Even if that was the intended meaning, it's quite an extrapolation that Red Hat is "growing hostile towards open source as a whole", especially since people say that of Red Hat roughly every two years.
They abandoned CentOS, created CentOS Stream which has its own set of issues, mostly you need to send an email to the actual package maintainer to remind them to update the package. And now the package sources are held behind a subscription portal.
This is being hostile towards open source. And as someone else pointed out, the reason we're mad at Red Hat is because they were built because of the open source community, but now they've shown that since their acquisition by IBM, their goals have profoundly changed - they are now seeking to be more profitable, if it's by IBM's orders or not, we can only speculate, but there is a correlation here and it's not just a coincidence.
No, that's not being hostile towards open source. It's being indifferent towards people who want all your beer to be free.
Red Hat is contributing upstream of RHEL in three different ways (actual upstream, Fedora, CentOS Stream). Asking for even more is nothing but entitlement.
> there is a correlation here and it's not just a coincidence.
There is obviously a time correlation, but whether it's a coincidence or not you cannot know.
And the correlation becomes a lot more murky if you consider that Red Hae was allegedly causing lock-in or being hostile towards open source when Lennart started systemd (and for multiple other episodes in the systemd saga), when they stopped distributing the broken out patches of the RHEL kernel, when they acqui-hired CentOS, etc. And also people gave Red Hat 3 years of life when IBM announced the acquisition. Perhaps y'all need to tune your crystal ball...
> Red Hat is contributing upstream of RHEL in three different ways (actual upstream, Fedora, CentOS Stream). Asking for even more is nothing but entitlement.

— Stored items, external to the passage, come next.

PR #534, opened 2023-07-04
Add option to disable fees; Use correct ledger header for BFTSync; va…

LukasGasior1:
…rious improvements around MultiNodeRebootTest.

Included in this PR:

- add an option to disable fees (and, as a consequence, validator rewards) in tests, e.g. if we want a fixed-stake validator set
- use the latest ledger header when instantiating BFTSync (see comment in EpochManager)
- remove `runOnThreads` from BFTSync - it was a temporary debug info; no longer needed
- update ledger sync request timeout from 5000 ms to 100 in MultiNodeRebootTest - this tests relies on this in some cases (and 5s was enough wait time to trigger a failure)
- don't dispatch BFTHighQCUpdate if we're dispatching BFTCommittedUpdate in VertexStore

### DIFF
--- a/core-rust/state-manager/src/jni/state_manager.rs
+++ b/core-rust/state-manager/src/jni/state_manager.rs
@@ -75,6 +75,7 @@ use node_common::environment::setup_tracing;
 use node_common::java::*;
 use parking_lot::RwLock;
 use prometheus::{Encoder, Registry, TextEncoder};
+use radix_engine::transaction::FeeReserveConfig;
 use radix_engine_interface::network::NetworkDefinition;
 use radix_engine_interface::*;
 use tokio::runtime::Runtime;
@@ -131,6 +132,7 @@ pub struct StateManagerConfig {
     pub database_backend_config: DatabaseBackendConfig,
     pub database_flags: DatabaseFlags,
     pub logging_config: LoggingConfig,
+    pub no_fees: bool,
 }
 
 pub type ActualStateManager = StateManager<StateManagerDatabase>;
@@ -177,7 +179,14 @@ impl JNIStateManager {
             ),
         ));
         let metric_registry = Registry::new();
-        let execution_configurator = Arc::new(ExecutionConfigurator::new(&logging_config));
+        let mut fee_reserve_config = FeeReserveConfig::default();
+        if config.no_fees {
+            fee_reserve_config.cost_unit_price = 0;
+        }
+        let execution_configurator = Arc::new(ExecutionConfigurator::new(
+            &logging_config,
+            fee_reserve_config,
+        ));
         let pending_transaction_result_cache = Arc::new(parking_lot::const_rwlock(
             PendingTransactionResultCache::new(10000, 10000),
         ));
--- a/core/src/integration/java/com/radixdlt/integration/steady_state/deterministic/rev2/consensus_ledger_sync/MultiNodeRebootTest.java
+++ b/core/src/integration/java/com/radixdlt/integration/steady_state/deterministic/rev2/consensus_ledger_sync/MultiNodeRebootTest.java
@@ -86,11 +86,11 @@ import com.radixdlt.rev2.Decimal;
 import com.radixdlt.rev2.REV2TransactionGenerator;
 import com.radixdlt.rev2.modules.MockedVertexStoreModule;
 import com.radixdlt.rev2.modules.REv2StateManagerModule;
+import com.radixdlt.statemanager.DatabaseFlags;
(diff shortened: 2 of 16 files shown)


core-rust/state-manager/src/jni/state_manager.rs
```diff
@@ -131,6 +132,7 @@ pub struct StateManagerConfig {
     pub database_backend_config: DatabaseBackendConfig,
     pub database_flags: DatabaseFlags,
     pub logging_config: LoggingConfig,
+    pub no_fees: bool,
```
dhedey, line 135: I'm not a massive fan of random booleans, but I guess this is okay for now until we have more configurations we might want to combine into a more meaningful struct.

core/src/integration/java/com/radixdlt/integration/steady_state/deterministic/rev2/consensus_ledger_sync/MultiNodeRebootTest.java
```diff
@@ -215,11 +214,15 @@ private DeterministicTest createTest(
...
+                            .totalEmissionXrdPerEpoch(Decimal.of(0))),
                     REv2StateManagerModule.DatabaseType.ROCKS_DB,
+                    new DatabaseFlags(true, false),
                     StateComputerConfig.REV2ProposerConfig.transactionGenerator(
-                        new REV2TransactionGenerator(), 1)),
-                SyncRelayConfig.of(5000, 10, 5000L))));
+                        new REV2TransactionGenerator(), 1),
+                    false,
+                    true),
+                SyncRelayConfig.of(100, 10, 500))));
```
dhedey, line 225: Can we have a comment explaining all of these parameters and how they're important?

I'm worried some of this (eg avoiding stake changing over time) is quite fragile, so any hints to future people regarding where to look if this becomes flaky in future I think would be useful.

core/src/main/java/com/radixdlt/consensus/sync/BFTSync.java
```diff
@@ -171,10 +170,7 @@ public String toString() {
   private final int bftSyncPatienceMillis;
   private final Metrics metrics;
 
-  private LedgerProof currentLedgerHeader;
-
-  // TODO: remove once we figure that out
-  private final Set<String> runOnThreads = Collections.newSetFromMap(new ConcurrentHashMap<>(2));
```
dhedey, line 177: Can you explain a little more why we had this? In DM is fine

core/src/main/java/com/radixdlt/consensus/vertexstore/VertexStoreAdapter.java
```diff
@@ -150,24 +140,31 @@ public List<ExecutedVertex> getPathFromRoot(HashCode vertexHash) {
...
-                                  insertedQc.vertexStoreState())));
-            });
+    result.insertedQcs().forEach(this::dispatchPostQcInsertionEvents);
     result.insertUpdates().forEach(bftUpdateDispatcher::dispatch);
   }
 
+  private void dispatchPostQcInsertionEvents(VertexStore.InsertQcResult.Inserted inserted) {
+    // This is a bit of a hack.
+    // We don't want to persist the vertex store state (via PersistentVertexStore)
+    // if the state is already being persisted alongside commit.
```
dhedey, line 150: Would be useful if this comment explained why? Is this a performance improvement or does it have correctness implications?

dhedey: Does this fix a race condition in the tests? So it sounds like this is a correctness issue? Why though?

Is it that when we commit a vertex chain, we only want to dispatch the most recent vertex store state? Not the historic vertex store state? Perhaps we should make this even more explicit?

But hmm this doesn't even seem to protect against that though? If A, B and C are inserted, maybe they all have the same `committedUpdate`? It's been too long since I looked at this

dhedey (approved):
Nice! A few not super-important markups...

Could I ask you merge / rebase onto the elm PR, and then happy for you to merge into that when you're done.

core/src/main/java/com/radixdlt/consensus/vertexstore/VertexStoreAdapter.java
LukasGasior1: hmh, I think that was specifically needed around node restarts, e.g. when we manage to persist a vertex store state, but not the commit itself

LukasGasior1:
> Could I ask you merge / rebase onto the elm PR, and then happy for you to merge into that when you're done.

:+1: merged to elm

I heard that a lot of RHEL packages are actually built from Fedora repos, which are maintained by voluntary contributors. Did Red Hat ask those maintainers if they are okay with providing the source for their RPMs behind a paywall? They didn't, and some Fedora maintainers even orphaned their packages as result of this change.
Like someone said, when big companies use free software and give nothing back, business as usual, but when it's the other way around suddenly it's unbelievable that people are taking products for free and not giving a single cent back to those same companies that exploit FLOSS!
I don't understand how can someone back Red Hat and find it totally okay that a company that was built on open source and essentially became what it is today because of the open source community that it created, is now giving a huge middle finger to that same community that made them what they are today.
> I heard that a lot of RHEL packages are actually built from Fedora repos, which are maintained by voluntary contributors
Most RHEL packages are at least co-maintained by paid Red Hat employees. Bring numbers please.
> is now giving a huge middle finger to that same community that made them what they are today
Oh, give me a break. Stop hiding behind open source and just admit that you want the free beer. You want all the beer to be free more precisely. While Red Hat is not only contributing a lot back to the community, probably more than any other company in existence, it's giving away not one but two distros.
They're completely within their rights as stated by the GPL to do this.
They're also placing themselves into a niche; not sure if they care. Aside from production RHEL installs using the clones and not making them money, they're also trying to prevent people from running their distro for free to learn it. That will raise the price of RHEL admins, certified or not. And maybe reduce even paid installs.
That's their problem IMO. What I really don't like them for is supporting Poettering. Only yesterday I had to disable parts of systemd because it insisted on using dhcp on a network card I wanted a static IP on.
Right, they only pressured them to make more money, didn't tell them how exactly.